No final da nossa vida iremos prestar contas a Deus sobre a maneira como administramos os dons e as graças que Ele nos deu.

Temos de examinar-nos muitas vezes sobre a maneira como estamos a gerir o negócio da nossa vida. O Senhor, no trecho do Evangelho de hoje (Lucas 16,1-13), elogia o feitor desonesto porque procurou arranjar amigos com os bens que administrava. Não louva a sua desonestidade, mas a sua esperteza. Lembra-nos a necessidade de sermos espertos também, de pormos a render os dons que temos, servindo com eles a Deus e aos que nos rodeiam, enquanto estamos cá na terra.

Só se vive uma vez e temos de fazer render os nossos talentos, porque podemos não ter outra oportunidade.

Não nos contentemos com cumprir os mandamentos rotineiramente. Procuremos levar uma vida intensa de oração, para darmos frutos abundantes de santidade e apostolado.

Perguntarmos muitas vezes a Jesus como Paulo: – Senhor, que quereis que eu faça? Deixar-nos guiar, como ele fez em Damasco, pela Igreja, que nos transmite o querer de Deus.

Dar contas do negócio de nossa vida no fim de cada dia, dando graças a Deus pelos êxitos e pedindo perdão pelos fracassos, com o desejo de nos empenharmos mais a sério no dia seguinte.

Podemos deixar-nos absorver pelos negócios deste mundo, esquecendo o mais importante da vida. Temos de saber usar as coisas materiais sem fazer delas o nosso deus. “Não podeis servir a Deus e ao dinheiro” – dizia-nos Jesus.
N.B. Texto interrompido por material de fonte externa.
PR #859, opened 2024-07-26
feat: update item export mutation to return filename

pyphilia:
Allow `exportItem` to reuse content-disposition and provide it to the frontend.

### DIFF
--- a/src/api/itemExport.ts
+++ b/src/api/itemExport.ts
@@ -14,6 +14,7 @@ export const exportItem = async (
     })
     .then(({ data, headers }) => {
       const name =
+        // content is usually: filename="name.png"
         headers['content-disposition']?.split('"')?.[1] ?? 'export-file';
       return { name, data };
     });
--- a/src/api/itemExport.ts
+++ b/src/api/itemExport.ts
@@ -3,15 +3,17 @@ import { UUID } from '@graasp/sdk';
 import { buildExportItemRoute } from '../routes.js';
 import { PartialQueryConfigForApi } from '../types.js';
 
-/* eslint-disable import/prefer-default-export */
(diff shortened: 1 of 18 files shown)


src/api/itemExport.ts
```diff
@@ -3,15 +3,17 @@ import { UUID } from '@graasp/sdk';
...
-  // options?: { public: boolean },
   axios
     .get<Blob>(`${API_HOST}/${buildExportItemRoute(id)}`, {
       method: 'GET',
       responseType: 'blob',
     })
-    .then(({ data }) => data);
+    .then(({ data, headers }) => {
+      const name =
+        headers['content-disposition']?.split('"')?.[1] ?? 'export-file';
```
spaenleh, line 17: Split on quotes ?

src/mutations/itemExport.ts
```diff
@@ -20,6 +20,10 @@ export default (queryConfig: QueryClientConfig) => {
     });
 
   return {
-    useExportZip,
+    useExportItem,
+    /**
+     * @deprecated use useExportItem
+     */
+    useExportZip: useExportItem,
```
spaenleh, line 27: Actually the change is breaking anyways no ?

spaenleh (approved):

src/mutations/itemExport.ts
pyphilia: it was more for the rename, but true it will be breaking anyway, so I'll just rename.

src/api/itemExport.ts
pyphilia: Content is usually: `filename="name.png"` so it gets the given filename. I added comments.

Tantos servem o dinheiro como se para eles fosse a sua felicidade e o seu deus.

Muita gente condena a própria alma explorando os outros, sobretudo os mais fracos, sendo desonestos nos seus negócios ou vivendo absorvidos pela cobiça dos bens temporais, como lembrava o profeta na primeira leitura deste Domingo (Amós8,4-7).

 Outras vezes não sabem dividir generosamente com os mais pobres, com as necessidades do culto ou do apostolado as suas riquezas materiais. “Arranjai amigos com o vil dinheiro” – dizia o Senhor.

“Que os homens rezem em toda a parte” – lembra-nos o Apóstolo na segunda Leitura deste Domingo (1 Timóteo 2,1-8). O cristão tem na oração um dos seus tesouros. Somos ricos porque temos um Pai muito rico, que nos dá tudo o que lhe pedimos.

Temos de pôr a render esse tesouro da oração.

São Paulo lembra que temos de rezar por todos. “Recomendo que se façam preces, orações, súplicas e ações de graças por todos os homens.”

Ele “quer que todos os homens e salvem e cheguem ao conhecimento da verdade”. Com a nossa oração e sacrifícios podemos ajudar os outros a encontrar o sentido para a vida.